When it comes to debt funds, there’s a wide variety of options to choose from. One of the less common but highly rewarding debt funds is corporate bond funds. Before deciding to make an investment, consider learning a few things about these funds.
Fixed deposits make a safe option for short-term financial goals, but such investments don’t provide inflation-beating returns. With inflation expected to go to 6.3%, fixed deposit rates are no match for it. If you are a conservative investor looking to grow your money, then debt funds should be on your radar.
Corporate bonds can be a good investment to look to because these are fixed income instruments that companies issue to raise funds. If you invest in top-rated corporate bonds, you are likely to make reasonably high returns while keeping your money safe.

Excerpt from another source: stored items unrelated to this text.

PR #316, opened 2026-08-04
fix(blueprints): look up configuration profiles by ID, preserve CR line breaks

### LINKED ISSUE #315: Converting configuration profile by ID
### Product namespace

pro (Jamf Pro / Platform API)

### What problem does this solve?

I would highly appreciate the option to use the ID of a configuration profile instead of the name when converting to a Blueprint. That’s because we have duplicate names in our setup.

Probably my request goes further than only configuration profiles and the command to convert them. I didn’t use jamf-cli much yet, but I think an option to use an ID or display name is always good to have.

### Proposed solution

_No response_

### Alternatives considered

_No response_

neilmartin83:
Closes #315.

Two changes to Classic configuration profile handling. The first is the reported feature; the second is a defect found while probing the same code path.

## 1. ID lookup for profile conversion (#315)

Jamf Pro allows duplicate profile display names — per site, and across the computer/mobile endpoints — so name-only lookup could silently convert the wrong profile. The reporter has duplicates and no way to disambiguate.

- `blueprints import-profile [<id>]` takes the Classic ID positionally, with `--name` for display-name lookup. Same identifier convention as the generated Pro/Platform commands (positional `<id>` + `--name`, rejecting both together).
- `blueprints components configuration-profile` gains `--id`, mutually exclusive with `--from-file`/`--name`.
- **Not a breaking change:** a non-numeric positional argument is still treated as a display name, so every documented invocation keeps working.

Name resolution **reuses the generated resolver** rather than adding a parallel one: `resolveClassicNameToIDForApply` is exposed as `ResolveClassicNameToID` from the classic registry template (one wrapper, no call-site churn). Duplicates therefore behave exactly as they do in `pro classic-macos-config-profiles`: an interactive pick, or under `--no-input` an error listing the colliding IDs.

Two side benefits of resolving through the list endpoint instead of `/JSSResource/.../name/{name}`: names containing `/` (rejected outright by that path) and `+` (dropped by the platform gateway proxy) now resolve, and a name that only exists under the other profile type errors with a `--type` hint:

```
no computer configuration profile named "Certificate - AGNI - 2029-07-09" — a mobile profile matches; re-run with --type mobile
```

## 2. Carriage-return line breaks survive the wire (ports jamfplatform-go-sdk#48)

`minimizeClassicPlistSourceEscaping` decoded `&#13;` to a literal CR. XML 1.0 §2.11 line-end normalisation turns that into LF in transit, and Jamf Pro deletes literal LF from verbatim-stored payload types — merging the words either side. Net effect: a profile exported from Jamf Pro's own UI, which writes `&#13;` for login-window banner breaks, could not be re-uploaded with its line breaks intact.

- CR references (`&#13;`, `&#xD;`, zero-padded and case variants) are left undecoded.
- `escapeClassicAmpPreservingCRRefs` leaves the opening `&` of a CR reference bare so the server's single decode yields a real CR; escaping it stores the reference as literal text (the PI-827 extra layer, i.e. a device displays `&#13;`).
- **The exemption is CR-only and must not be generalised** — `&#38;` left bare decodes to a bare `&` and the write 409s. `TestNormalizePayloads_OnlyCRReferencesLeftBare` pins that boundary.

Read-back verification is adjusted to match — the half of terraform-provider-jamfplatform#309 that applies here. Without it, this fix would make every correctly stored line break look unfaithful:

- CR/LF folded before comparison (a stored CR reads back as LF from MCX/mobile fragments, and as a raw CR from verbatim types). `U+2028`/`U+2029`/`U+0085` still compared strictly — they round-trip byte-exact, so drift detection is preserved.
- `DiffPayloadValuesDetailed` classifies each divergence — line breaks/tabs deleted, PI-827 entity layer, non-BMP replacement, value absent, unexplained — so the warning carries the remedy that applies rather than blaming PI-827 for every class:

```
warning: the server stored 1 payload value(s) differently than submitted:
  - PayloadContent[0].LoginwindowText: line breaks/tabs removed — Jamf Pro deletes literal line
    feeds and tabs here; write a line break as the character reference &#13; (the form Jamf Pro's
    own UI writes) or move the value into an Application & Custom Settings payload, which keeps them
```

Report caps at 3 findings: a server-injected `PayloadContent` entry shifts array indices and turns one defect into a column of noise.

Both apply to the generated profile commands only — `create`, `update`, and both `apply` branches on `classic-macos-config-profiles` and `classic-mobile-config-profiles` (4 sites each). Deliberately not extended to `mobiledeviceapplications --appconfig-file`, which is spec-compliant and would be corrupted by the escape.

## Testing

- `make test` clean, `make lint` 0 issues, `make generate` run (template change → regenerated `classic_registry.go`).
- New unit tests: profile ID/name resolution (numeric arg skips the lookup, non-numeric resolves as a name, duplicate IDs listed, wrong-type hint, flag conflicts), CR reference table + `classicCRRefLen`, wire-form CR bareness and its boundary, CR/LF read-back tolerance, and one case per fidelity class.
- Live-verified against a Jamf Pro 11.30.2 tenant via platform gateway auth:
  - `import-profile 7293`, `import-profile --name "…"`, `import-profile "…"` (positional name) all created blueprints; every error path checked.
  - `classic-macos-config-profiles create --mobileconfig-file` with `&#13;&#13;` in `LoginwindowText` → stored payload parses to **CR=2, LF=0**, words intact.
  - Literal-LF control → the line-break class reported by path, as shown above.
  - All test profiles and blueprints deleted; tenant left clean.

Wire model recorded in `docs/solutions/conventions/classic-profile-payload-ampersand-escaping-2026-07-30.md` (whitespace clause: LF/TAB deleted, CR the only survivor, `U+2028`/`U+2029`/`U+0085` byte-exact, non-BMP unstorable).


ktn-jamf (commented):
> [!WARNING]
> ⚠️ **Needs changes** — Adds ID-based lookup for Classic configuration profiles in `blueprints import-profile` / `components configuration-profile`, and stops the send path from destroying `&#13;` line breaks.
> Blocking: (1), (2), (3). See collapsed section for 4 nice-to-have suggestions.

## Rating: 3/5
- Would be a 5 once the duplicate-name prompt/error text stops giving apply-path advice in a blueprints command, the `components configuration-profile` help matches what the code actually does, and CLAUDE.md records the new hybrid positional convention.

The CR-preservation half of this PR is genuinely strong work: I traced `minimizeClassicPlistSourceEscaping` → `escapeClassicAmpPreservingCRRefs` → `classicProfilePayloadFromBody` byte-by-byte through the literal-text (`&amp;#13;`), mixed (`&#13;&#38;`), and round-trip cases and could not construct a corruption or a masked-regression path. The `normalizeLineEndings` fold does not hide deletions — only CR↔LF equivalence — so drift detection survives. `make verify-generated` reports the template and `classic_registry.go` in sync, `go build ./...` is clean, and `go test ./internal/commands/... ./internal/profileconvert/...` passes.

The findings below are all on the ID-lookup half, and all of them are user-facing text or convention debt rather than logic defects.

---

🟧 (1) (usability, c=100) — `generator/classic/generator.go:1523` and `:1531` (rendered at `internal/commands/pro/generated/classic_registry.go:185`, `:193`): the duplicate-name resolver gives apply-path advice to blueprints users

This PR's whole reason for existing (issue #315) is duplicate display names, and `resolveClassicProfileID` now routes every blueprints name lookup through `resolveClassicNameToIDForApply`. That resolver's collision messages were written for `classic-*-config-profiles apply`/`update` and are wrong in the blueprints context:

- Under `--no-input`: `multiple resources found with name %q (IDs: %s); resolve duplicates or use update with a specific ID`. There is no `update` in `pro blueprints import-profile`. The correct remedy — the one this PR just built — is "re-run with the profile ID" or `--id`.
- Interactively: `Enter number to replace (or 0 to cancel): `. `import-profile` creates a blueprint; nothing is replaced. Telling a user picking between two profiles that they are about to "replace" one is actively alarming.

So the exact moment the feature should teach the user how to disambiguate is the moment it prints advice that does not apply. The root cause is design: `ResolveClassicNameToID` hard-codes both the remedy sentence and the prompt verb, giving the new hand-written caller no way to phrase its own.

**Suggested fix** — make the resolver's wording caller-supplied. Minimal version, in the template:

```diff
-func ResolveClassicNameToID(ctx context.Context, client registry.HTTPClient, apiPath, wrapperKey, name string, noInput bool) (string, error) {
-	return resolveClassicNameToIDForApply(ctx, client, apiPath, wrapperKey, name, noInput)
+// ClassicNameCollisionError carries the colliding IDs so callers can phrase
+// the remedy that applies to their own command.
+type ClassicNameCollisionError struct {
+	Name string
+	IDs  []string
+}
+
+func (e *ClassicNameCollisionError) Error() string {
+	return fmt.Sprintf("multiple resources found with name %q (IDs: %s)", e.Name, strings.Join(e.IDs, ", "))
+}
+
+func ResolveClassicNameToID(ctx context.Context, client registry.HTTPClient, apiPath, wrapperKey, name, verb string, noInput bool) (string, error) {
+	return resolveClassicNameToIDForApply(ctx, client, apiPath, wrapperKey, name, verb, noInput)
 }
```

…threading `verb` into the prompt (`"Enter number to %s (or 0 to cancel): "`, `"replace"` for apply, `"import"` / `"use"` for blueprints) and returning `*ClassicNameCollisionError` instead of the pre-phrased string. `findClassicProfileByName` then wraps it:

```go
var collision *generated.ClassicNameCollisionError
if errors.As(err, &collision) {
    return "", fmt.Errorf("%w; re-run with a specific ID, e.g. `import-profile %s`", collision, collision.IDs[0])
}
```

If you'd rather not touch the template's error shape, the cheaper alternative is to keep `ResolveClassicNameToID` as-is but have `findClassicProfileByName` do its own list+match (duplicating ~20 lines) — I'd take the typed error over that, since the PR's stated goal was explicitly *not* to add a parallel resolver.

**Fixed when:** `import-profile --name "<dup>" --no-input` names the profile ID as the remedy (not `update`), the interactive prompt does not say "replace" for a non-replacing command, and a test asserts the blueprints-path collision message contains the ID-based remedy. `make generate && make test` clean.

---

🟧 (2) (documentation, c=100) — `internal/commands/pro_blueprints.go:833`: `components configuration-profile` help contradicts the code

```
Jamf Pro allows duplicate profile display names; --name errors and lists the
matching IDs when more than one profile shares the name. Use --id to pick one.
```

`findClassicProfileByName` (line 965) passes `noInput || !allowPrompt`, and `downloadClassicProfile` reaches it with `allowPrompt = true`. So on a TTY without `--no-input` the command **prompts** interactively; it only errors under `--no-input`. The sibling `import-profile` help (line 1198-1202) describes this correctly — this one doesn't. Stale docs are worse than missing docs: a user reading this expects a non-interactive failure and gets a blocking prompt instead, which matters in a wrapper script that inherits a TTY.

**Suggested fix:**

```diff
-Jamf Pro allows duplicate profile display names; --name errors and lists the
-matching IDs when more than one profile shares the name. Use --id to pick one.
+Jamf Pro allows duplicate profile display names: when a name matches more than
+one profile you are prompted to pick one, or with --no-input the command errors
+listing the matching IDs. Use --id to skip the lookup entirely.
```

**Fixed when:** The `components configuration-profile` long help describes prompt-on-TTY / error-under-`--no-input`, matching `import-profile`'s wording and the actual `noInput || !allowPrompt` behaviour.

---

🟧 (3) (design/documentation, c=100) — `CLAUDE.md:242`: `import-profile` introduces a third identifier convention that the repo's own convention doc doesn't record

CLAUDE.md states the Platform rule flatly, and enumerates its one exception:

What are corporate bond funds?
Corporate bond funds are mutual funds that invest a majority of their money in corporate bonds. Corporate bonds are rated by assessing the degree of risk associated with these bonds. Any bond that is rated in the investment-grade is considered safer compared to bonds that are junk-rated. While junk-rated bonds may promise higher returns, the risk associated with these bonds is also higher. Investing in corporate bond funds that choose top-rated investment-grade bonds is more likely to provide you with assured and stable returns. Should you invest in corporate bond funds? Investing in corporate bond funds comes down to your financial goals and risk profile.
If you are an investor with a low-risk profile seeking to make slightly higher returns than fixed deposits or government bond funds, then corporate bond funds can serve that purpose. These are relatively a low-risk option if you invest in funds that choose highly-rated corporate bonds. If you want to assume a higher risk for better returns, then funds that invest in junk bonds or low-rated corporate bonds can be a good option. However, do note that the default risk with these instruments is high. There may be a higher return potential, but the risk is also higher. It is ideal for you to stay invested in a corporate bond fund for between three to five years for the best returns. Risks to consider Compared to fixed deposits or government bonds, corporate bonds carry a higher risk. While you can mitigate this risk by investing in funds that choose only top-quality bonds, the risk is still higher than other debt mutual funds or government bond funds. Aspects to consider before investing in corporate bond funds
• Corporate bond funds invest in company bonds and debentures of varying maturities. Choose a fund that has an average maturity period of your investment horizon.
• It is essential to have some market knowledge on bonds and debentures to invest in corporate bond funds. Make sure to do your homework.
• If you want rewarding returns at low risk from your investment, choose funds that invest in top-rated corporate bonds and debentures only.